Scarring in classical chaotic dynamics with noise

TL;DR

This paper demonstrates the phenomenon of classical scarring in noisy chaotic systems, showing probability density enhancement around unstable periodic orbits in classical operators, with explanations based on Lyapunov exponents and noise effects.

Contribution

It provides the first numerical evidence of classical scarring in noisy chaotic maps and draws parallels with quantum scars, offering mechanistic insights into phase-space localization.

Findings

Classical scarring observed in noisy Anosov and Bunimovich systems.

Localization explained via finite-time Lyapunov exponents.

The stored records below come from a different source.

PR #38, opened 2020-01-13
Saturation correction from pax

zhut19:
Like the correction updated at [pax 6.10.0](https://github.com/XENON1T/pax/pull/712), the same procedure can be applied to raw_records, from records onwards, `data` field is corrected from certain saturation effects.

This is still a working progress. Also, a part of the changes needs to be done in strax upon implementation.

### DIFF
--- a/straxen/plugins/pulse_processing.py
+++ b/straxen/plugins/pulse_processing.py
@@ -133,6 +133,13 @@ class PulseProcessing(strax.Plugin):
         else:
             veto_regions = np.zeros(0, dtype=strax.hit_dtype)
 
+        ##
+        # Saturation correction
+        ##
+        records_correction = np.zeros(len(r), dtype=np.dtype(rc_dtype))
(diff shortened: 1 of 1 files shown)


zhut19:
Additional thought: This doesn't need to be inside `pulse_processing`. It was the case that the `get_full_pulse_record_index` function fails after tail veto (as it was relying on `pulse_length`), this led to my decision of putting the whole thing at its current place. As I rewrote this function after facing many failure cases, functionally this can be moved to be after `pulse_processing` and be an independent plugin, which should be the desired way to go.

JelleAalbers:
Yes, the issue https://github.com/AxFoundation/strax/issues/180 is irritating, I'm hitting it many times myself too. Since it always seems to be the same one that gives problems, I am going to try to disable numba's caching for this function in the next strax release. Maybe that will already help.

zhut19:
This approach, that correct saturation at record level is abandoned. See the peak level approach in https://github.com/XENONnT/straxen/pull/244.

Classical scars measurable through autocorrelation functions.

Abstract

We report the numerical observation of scarring, that is enhancement of probability density around unstable periodic orbits of a chaotic system, in the eigenfunctions of the classical Perron-Frobenius operator of noisy Anosov ("cat") maps, as well as in the noisy Bunimovich stadium. A parallel is drawn between classical and quantum scars, based on the unitarity or non-unitarity of the respective propagators. For uniformly hyperbolic systems such as the cat map, we provide a mechanistic explanation for the classical phase-space localization detected, based on the distribution of finite-time Lyapunov exponents, and the interplay of noise with deterministic dynamics. Classical scarring can be measured by studying autocorrelation functions and their power spectra.